I thought the builtin Archive::Tar module was possibly the way to go. I can get this to achieve what I want but it's horribly clunky:

use Archive::Tar; my $tar = Archive::Tar::->new(); $tar->add_files(glob "fred fred/* fred/*/* fred/*/*/*"); $tar->write("fred.tar.gz", COMPRESS_GZIP);

This has additional problems in that the directory structure could be deeper and hidden files (starting with '.') are not captured by any of those glob patterns.

I tried using "fred" and "fred/" as the sole arguments to add_files() but they only pick up the top-level directory, not the rest of the directory structure. I can't see an add_directory() (or similarly named) method. I also tried with the create_archive() class method but had a similar lack of success.

I've also had a hunt around various core and CPAN modules in the Archive:: and IO:: namespaces: none seemed to do what I want.

I could write a recursive routine to capture the entire directory into an array (for add_files(@filenamelist)).
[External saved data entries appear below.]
Issue #1233, opened 2024-01-08
UI POC for Services API


lalithsuresh:
See: https://github.com/feldera/feldera/pull/1144

Issue #614, opened 2023-08-31
Kafka connector configuration UI


ryzhyk:
We use the `librdkafka` client library for Kafka.  Here is the [list of its configuration options](https://github.com/confluentinc/librdkafka/blob/master/CONFIGURATION.md).

Note the legend below.  Options labeled `C` are for consumers, i.e., input connectors, `P` - for producers, i.e., output connectors, `*` - apply to both.  All options have range and type, which the UI should enforce, and Description, which the UI should probably display as a hint in some form (and we may need to change the wording slightly).

Few of the options we already support:
- bootstrap.servers
- auto.offset.reset
- group.id

Some options are not applicable in our setting and should not be exposed in the UI:
- all options that end in `_cb`
- all options labeled DEPRECATED or LEGACY
- options that are aliases to other options
- statistics.interval.ms
- enabled_events
- log.queue
- enable.random.seed
- opaque
- default_topic_conf
- internal.termination.signal
- plugin.library.paths
- interceptors
- group.protocol.type
- enable.auto.commit
- enable.auto.offset.store
- enable.partition.eof
- transactional.id
- transaction.timeout.ms
- delivery.report.only.error

### Security-related options

Security-related options are all the options between `security.protocol` and `sasl.oauthbearer.token.endpoint.url` in the [list](https://github.com/confluentinc/librdkafka/blob/master/CONFIGURATION.md).  These are the most important options that we should support ASAP; otherwise users won't be able to connect to any real Kafka brokers.

Security options are handled in a special way.  The user chooses a security protocol (the `security.protocol` option), which enables the corresponding group of config options:

- security.protocol = ssl
  This enables the following options (none of these are required options):
    - ssl.key.pem
    - ssl.certificate.pem
    - enable.ssl.certificate.verification
    - ssl.ca.pem

__NOTE__: in the future, Feldera should provide a mechanism for users to manage keys and certificates in the cloud, which will enable us to use pre-configured key and certificate stores instead of passing them around explicitly (cc @lalithsuresh).

- security.protocol = `sasl_plaintext`
  If the user picks this value, they must also choose the `sasl.mechanism` value:
    - sasl.mechanism = PLAIN or SCRAM-SHA-256, SCRAM-SHA-512
      This enables the following options:
        - sasl.username
        - sasl.password

    - sasl.mechanism = OAUTHBEARER
__NOTE__: need to figure out what we need to do on the backend to support this

- security.protocol = `sasl_ssl`
[...]

PR #1477, opened 2024-02-27
Initial version of UI for connector services

Karakatiza666:
Includes Services tab, Create and Update dialogs, delete functionality
`sasl.mechanism` and `security.protocol` Kafka service and connector options can now contain any string value, not just enumerations declared in librdkafka docs: https://github.com/confluentinc/librdkafka/blob/master/CONFIGURATION.md

Part of the effort in this PR went to refactor the code for existing Kafka-like Connectors' edit forms for a unified and simpler handling of librdkafka options between them and the new Kafka Service form, and to ensure stricter typing and parsing of form fields

Fix https://github.com/feldera/feldera/issues/1233 : UI POC for Services API


Karakatiza666:
image
image
image
image

snkas:
The workflow with the ability to add key-value I think works well!

My feedback would be:
* I think it would be preferable to just allow the user to specify arbitrary key-value for the Kafka options. Like a heading "Kafka configuration properties", and then a little text underneath stating "An overview of possible properties can be found in the librdkafka documentation." with a link, followed by the current ability to specify key-value (though allowing string entry for both key and value). It would avoid having to keep up-to-date on what properties and values are supported.
* As well the security protocol section can then be removed. I think everything would just fit on a single dialogue screen without multiple tabs.
* The JSON edit does not seem to line up with the actual JSON sent to the server (with bootstrap_servers and options being separate fields). We could technically in back-end make bootstrap.servers as well into options rather than separate field.

Karakatiza666:
1) I would rather add the ability to add random key-value pairs alongside the current list of predefined ones, and add a note for the tooltip for the version of the librdkafka of the suggestions, and a link to the librdkafka docs. I would also do this as a separate task, as there is no need for custom options short-term (let me know if there is!)
My motivation is to have a convenient UI for a manual entry, as there is already a raw JSON that can be used for arbitrary key-value entry
2) Security protocol section I think helps quickly configure auth options by hand, reminding which ones are needed. For a more granular control Edit JSON option can be used
3) The JSON in a raw config view is designed not to represent the wire payload, but rather reflect the librdkafka options' name and value format

Karakatiza666:
Added a LICENSE.librdkafka file as a copyright notice for documentation text used, and a link to the original
image

lalithsuresh:
@Karakatiza666 Some feedback:

* While the Feldera API object is called a Service, it's worth being careful with the wording in the UI. E.g., a user might be confused if the UI dialog suggests we are "adding" or "creating" a "New Kafka Service" because we are not provisioning Kafka. Instead, use verbs like "Connect to a Kafka service" etc.

Karakatiza666:
Decided to not add "Setup and explore your existing data services before you connect them to Feldera" message as some time ago we decided to forego on-page descriptions, this might go in the docs or in a new help popup icon

Karakatiza666:
Some options are not applicable in our setting and should not be exposed in a Configuration tab autoselect field:

- all options that end in _cb
- all options labeled DEPRECATED or LEGACY
- options that are aliases to other options
- statistics.interval.ms
- enabled_events
- log.queue
- enable.random.seed
- opaque
- default_topic_conf
- internal.termination.signal
- plugin.library.paths
- interceptors
- group.protocol.type
- enable.auto.commit
- enable.auto.offset.store
- enable.partition.eof
- transactional.id
- transaction.timeout.ms
- delivery.report.only.error
- builtin.features
- debug
- sasl.kerberos.keytab
- sasl.kerberos.kinit.cmd
- ssl.engine.callback.data
- ssl.ca

(See https://github.com/feldera/feldera/issues/614)

gz:
When the table is empty, it looks like there is some imperfect text display where just a few pixels are visible:

image

gz:
link should follow the color-scheme of other links so it works in dark mode too 
image

gz:
If the option is already added to the list then it should be just filtered out from the select options in the form:

image

gz:
I think the X should be on the right end after the form field since this is where the user already enters text and interacts with the dialog, also maybe add a few pixels of padding between the input form and the button

image

gz:
interaction whit JSON editor do not reflect in form:

https://github.com/feldera/feldera/assets/127654/00bd7da9-4c16-429e-b744-f395d385e4b3

gz:
We should use a consistent style for selecting the connector type (instead of having two different designs for services and connectors)

image

image

Karakatiza666:
Changed the JSON editor view so that user cannot leave the view until the JSON is parsed and the errors are discovered

>  we should probably test what happens when this starts converting to and sending scientific numbers

Let this be a part of https://github.com/feldera/feldera/issues/1522

> but we should use a consistent style for selecting the connector type

The difference is due to one being a form and one being an inline content which will be reconciled later

gz (approved):

PR #1483, opened 2024-03-02
Put all traces into storage

blp:
This finally passes CI!

I'm marking this as a draft because @ryzhyk requested a freeze on `dbsp` for now. I'll rebase it (probably a bit painfully) after his big merge.


blp:
I force-pushed an update to remove the following commit, which was wrong:

```patch
commit 16ae863da7e8444f2715267753a13cc4b8fb3723
Author: Ben Pfaff <blp@feldera.com>
Date:   Tue Feb 20 11:46:03 2024 -0800

    dbsp: Remove redundant insert into `ShardId` cache.
    
    The outer `cache_get_or_insert_with` and the inner `cache_insert` did the
    same thing.
    
    Signed-off-by: Ben Pfaff <blp@feldera.com>

diff --git a/crates/dbsp/src/operator/communication/shard.rs b/crates/dbsp/src/operator/communication/shard.rs
index 15fb5dcc6..2b6ba5d25 100644
--- a/crates/dbsp/src/operator/communication/shard.rs
+++ b/crates/dbsp/src/operator/communication/shard.rs
@@ -144,14 +144,6 @@ where
                                     merge_batches(batches)
                                 });
 
-                            self.circuit().cache_insert(
-                                ShardId::new((
-                                    output.origin_node_id().clone(),
-                                    sharding_policy(self.circuit()),
-                                )),
-                                output.clone(),
-                            );
-
                             output
                         },
                     )
```

blp:
For fault tolerance, I believe that we need all traces in storage. I pushed a version of this series that does that.

gz:
It looks like this PR will push CI time to ~92min (3x slowdown). Maybe it's worth going over the tests that are slow and trying to tune them (I don't think we were never particularly careful in how much we let proptest run for example)?

blp:
> It looks like this PR will push CI time to ~92min (3x slowdown). Maybe it's worth going over the tests that are slow and trying to tune them (I don't think we were ever particularly careful in how much we let proptest run for example)?

That is a good idea. I will work on it.

blp:
> > It looks like this PR will push CI time to ~92min (3x slowdown). Maybe it's worth going over the tests that are slow and trying to tune them (I don't think we were ever particularly careful in how much we let proptest run for example)?
> 
> That is a good idea. I will work on it.

Done, I cut it from 92min to 45min with my last commit.

crates/dbsp/src/storage/buffer_cache/tests.rs
```diff
@@ -1,148 +0,0 @@
...
-        BufferCache<MonoioBackend>
-    );
-}
-
-pub struct BufferCacheTest {
-    backend: BufferCache<MonoioBackend>,
-    _tmpdir: TempDir,
-}
-
-impl StateMachineTest for BufferCache<MonoioBackend> {
```
gz, line 62: does this no longer hold?

gz (approved):

crates/dbsp/src/storage/buffer_cache/tests.rs
blp: It's because I changed the BufferCache so that it no longer implements the storage trait itself. I *think* I could restore that property if necessary.

PR #2966, opened 2024-11-15
[SQL] Handle correctly the last SLT test in a file when the test output is empty

mihaibudiu:
Should fix the last CI failure in SLT nightly tests.


mihaibudiu:
I have manually tested that the crashing test passes.

ryzhyk (approved):

Issue #2975, opened 2024-11-18
Record hashing function is unnecessarily expensive


blp:
We use the following function to hash records:

```
const SEED: u64 = 0x7f95_ef85_be33_c337u64;

/// Default hashing function used to shard records across workers.
pub fn default_hash<T: Hash>(x: &T) -> u64 {
    let mut hasher = Xxh3::with_seed(SEED);
    x.hash(&mut hasher);
    hasher.finish()
}
```

`Xxh3::with_seed` generates and stores a 192-byte secret on every call. And then, unless we're hashing more than `MID_SIZE_MAX` = 240 bytes, the actual hash computation ignores it:

```
    ///Computes hash.
    #[inline(always)]
    pub fn digest(&self) -> u64 {
        //Separating digest mid sized allows us to inline this function, which benefits
        //code generation when hashing fixed size types and/or if the seed is known.
        if self.total_len > MID_SIZE_MAX as u64 {
            self.digest_mid_sized()
        } else if self.seed > 0 {
            //Technically we should not need to use it.
            //But in all actuality original xxh3 implementation uses default secret for input with size less or equal to MID_SIZE_MAX
            xxh3_64_internal(self.initialized_buffer(), self.seed, &DEFAULT_SECRET, xxh3_64_long_with_seed)
        } else {
            xxh3_64_internal(self.initialized_buffer(), self.seed, &self.custom_secret.0, xxh3_64_long_with_secret)
        }
    }
```

Seems like a waste! @ryzhyk Is there a good reason we need a custom seed here? Otherwise we can recomputing 192 bytes of "secret" on every record hash by using `Xxh3Default` instead of `Xxh3`.

I have not measured the performance impact.

PR #2982, opened 2024-11-19
dbsp: Use xxh3 default hasher instead of custom.

blp:
`Xxh3::with_seed()` computes 192 bytes of a custom "secret" on every invocation, and stores that secret in the `Xxh3`, which makes the hasher bigger and slower.  We don't really need a custom secret, so switch to `Xxh3Default`, which is over 192 bytes smaller and does not compute a secret at initialization time, making it faster.

I did not measure performance.

Fixes https://github.com/feldera/feldera/issues/2975.

### DIFF
--- a/crates/dbsp/src/hash.rs
+++ b/crates/dbsp/src/hash.rs
@@ -1,13 +1,11 @@
 //! Hashing utilities.
 
 use std::hash::{Hash, Hasher};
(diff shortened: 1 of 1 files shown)


mihaibudiu (approved):

ryzhyk (approved):
Nice, thanks!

That would be my fallback plan but I was hoping there might be a more elegant (less code) way of doing this.

Any ideas on how I might achieve what I want with either Archive::Tar, or some other module, would be appreciated.

— Ken

Replies are listed 'Best First'.
Re: Creating a tarball
by tybalt89 (Vicar) on Feb 07, 2019 at 06:57 UTC

    Untested:

    use Path::Tiny; path('fred')->visit( sub { -f || -d and $tar->add_files($_) }, {recurse => 1} );

    EDIT: Fuller version (still untested):

    use Archive::Tar; my $tar = Archive::Tar::->new(); my @filenamelist; use Path::Tiny; path('fred')->visit( sub { -f || -d and push @filenamelist, "$_" }, {recurse => 1} ); $tar->add_files(@filenamelist); $tar->write("fred.tar.gz", COMPRESS_GZIP);

    SECOND EDIT: Because I like Path::Tiny better than File::Find, although it has its quirks. For example, in the callback, $_ is a Path::Tiny object instead of a plain string, hence the "$_" which "stringifies" it.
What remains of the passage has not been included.